Noting that two-thirds of companies rely on economic forecasts to try to ‘time’ currency purchases, Morrison explains that, instead, a company should have a strategic discussion with a foreign exchange specialist: “We help our clients perform a budgeting and forecasting exercise, so they know what currency rate they need to remain profitable. No one can prevent the Canadian dollar from going up or down, but if you know your budget, we can find the best way to secure that currency rate for a period of time.”
“We work closely with each client to understand their goals,” says Higgins. “Once we know those parameters, we determine the right product, or combination of products. The solution might involve simple ‘spot trading,’ that is buying currency on the spot, or ‘forwards,’ which are derivatives that allow the client to buy or sell currency at a specific price at a future point in time.”
Since companies’ FX needs can vary greatly, Scotiabank provides a range of offerings, from full-service strategy and sales support by dedicated currency experts, to 24-hour, self-directed access to real-time trading and market rates in 30 major currencies via ScotiaRed, the Bank’s dynamic online trading platform.
Higgins emphasizes-
"The foundation of a currency hedging strategy is working with the client to write a formal hedging policy. This is a piece of paper, just like the one a major corporation would have, that sets out if, when and how you would buy or sell currency and at what rate. It’s signed off by your company management, so it takes the emotion out of currency decisions when markets are moving.”
Demystifying FX hedging solutions
Morrison and Higgins say that they find it very rewarding to demystify capital markets products for clients: “When we meet with individual clients, or host FX hedging seminars across Canada, we break it down so that everything is digestible for busy leaders who are focused on their own business priorities.”

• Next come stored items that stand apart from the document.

PR #264, opened 2018-03-19
BlockCapsule refactoring

KamilZielinski:
**What does this PR do?**
Refactoring BlockCapsule class and its tests (important question down below)

Code was messy.

- Unit Tests

**Extra details**
- Lombok used
- I decided to remove unpacking since it's always unpacked when you create it with any contructor. The one which takes `data` as an argument is also parsing `byte[]` to `block` so it's never null
- Added finals

**Important question!** 
Not sure but if there would be a case that someone could call `getData()`, right after adding first transaction, then if second one was added the `data` won't update anymore. 
Is this a real usecase? Should `data` be always up-to-date? Was it done like that previously due to some performance issues?


zhaohong:
Dividing this pr into different pr is more better, one is about  typos correcting and  other is about the logic.

Issue #337, opened 2018-03-31
Build Failed in Ubuntu 16.04.4 LTS


WendySanarwanto:
Please answer these questions before submitting your issue. Thanks!

1. What did you do?
When I followed instruction on `README.md` file for building the source by running `./gradlew build`, the build process was ended as __BUILD FAILED__

2. What did you expect to see?
The build process should be ended as successful.

3. What did you see instead?
![image](https://user-images.githubusercontent.com/18456618/38158972-b98d7d46-34d1-11e8-8143-0e9fbee8a939.png)

My environment settings:
![image](https://user-images.githubusercontent.com/18456618/38158974-d84f2b62-34d1-11e8-9d1b-45d5c0c88c7d.png)

AydenRennaker:
https://www.digitalocean.com/community/tutorials/how-to-install-java-with-apt-get-on-ubuntu-16-04

Install the 1.8 jdk its a dependency issue the error comes from a function that has been deprecated in the latest java version.

WendySanarwanto:
Hi @AydenRennaker,

I've followed your suggestion by installing `Oracle JDK 8`, replacing my `OpenJDK 8`, and then re-ran the build. The build's outcome is `SUCCESS`. I will edit the `README.md` file to tell the reader that they should use `Oracle JDK 8` over `OpenJDK 8` so that they won't get failing build.

Cheers.

lacasseio:
I suggest installing `openjfx` using `sudo apt-get install openjfx` instead of forcing users to install Oracle JDK 8 as the issue is related to missing JavaFX package. See https://stackoverflow.com/a/19529820.

WendySanarwanto:
Hi @lacasseio ,

Thanks for your feedback. I will retest your suggestion and will get back with the result.

vniche:
Real pain to work with Oracle JDK now as it always been, any new words on the dependency on it? I would really like to go for at least OpenJDK being officially supported...

Nguyentiensy99:
Cảm ơn các bạn làm ơn thêm tên tôi OK nguyentiensy. Tôi không hiểu về công nghệ nên các bạn giúp đỡ cảm ơn nhiều nhiều

gen2brain:
I managed to compile on Fedora with OpenJDK and OpenJFX, I just installed distro packages and build with the gradle. Just wanted to let you know Oracle JDK is not necessary.
Not related to Ubuntu though, sorry, just think this info can be useful to someone else.

[...]

PR #339, opened 2018-03-31
Added info under `Prepared dependencies` section, to suggest Linux Ubuntu's users, using Oracle JDK 8, instead of OpenJDK 8, to avoid error build

WendySanarwanto:
**What does this PR do?**
Changed `README.md` file by adding info under `Prepared dependencies` section, to suggest Linux Ubuntu's users, using Oracle JDK 8, instead of OpenJDK 8, to avoid error build.

Some Linux Ubuntu users are using `OpenJDK 8` instead of using `Oracle JDK 8`. Before this PR, the `Prepared dependencies` section only mention `JDK` , not mentioning specific `JDK` flavor. Also, building the source code using `OpenJDK 8` will result in `BUILD FAILED` outcome (see: https://github.com/tronprotocol/java-tron/issues/337). By adding more info in `Prepared dependencies` section, we could help Linux Ubuntu user (whom use OpenJDK 8), avoiding this build error.

- Manual Testing

**Follow up**

**Extra details**
Machine environment:
- Ubuntu OS version 16.04.4 LTS.
- Oracle JDK 8

### DIFF
--- a/README.md
+++ b/README.md
@@ -74,6 +74,7 @@ git clone https://github.com/tronprotocol/java-tron.git
 ## Prepare dependencies
 
 * JDK 1.8 (JDK 1.9+ are not supported yet)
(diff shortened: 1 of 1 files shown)


Phum7895 (changes requested):
@neweromask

Morrison describes clients who successfully manage their foreign exchange risk, including several professional sports teams: “These organizations make their revenues in Canadian dollars from ticket sales and merchandise, but they must pay their biggest expense, player salaries, in U.S. dollars. It’s an important part of their business, and an element they can’t control, so we help them manage this risk.”
Higgins points to a major food manufacturer that sells its products in U.S. dollars. The company previously used basic ‘vanilla’ forwards contracts, to gain certainty of the exchange rate received for their sales. By introducing the client to a ‘boosted rate strategy’, Scotiabank helped them consistently outperform the standard rate by five cents on the dollar, resulting in sizable gains on multimillion-dollar annual sales.
“There’s an FX solution for everyone, whether it’s an outperformance strategy like this one, or a more vanilla structure with zero market risk and total peace of mind; ultimately it depends on their goals and comfort level.”
As awareness of currency risk grows, more companies are turning to Scotiabank’s FX Specialists, in light of the Bank’s commitment to serve mid-sized companies, with the same calibre of expertise and services availed to Fortune 500 firms. They can access the Bank’s entire breadth of services and resources, while working with a solid, dependable major financial institution that will be there in changing market and business conditions.
Reflecting on the way that currencies can “make or break” a business, Morrison offers reassuring words:
“You may think that currency rates are beyond your expertise, but we have the tools to help you stabilize these real costs. Just as you are the best at baking bread, making widgets or shooting goals, FX is our specialty, and we can help you gain control of this crucial part of your business.”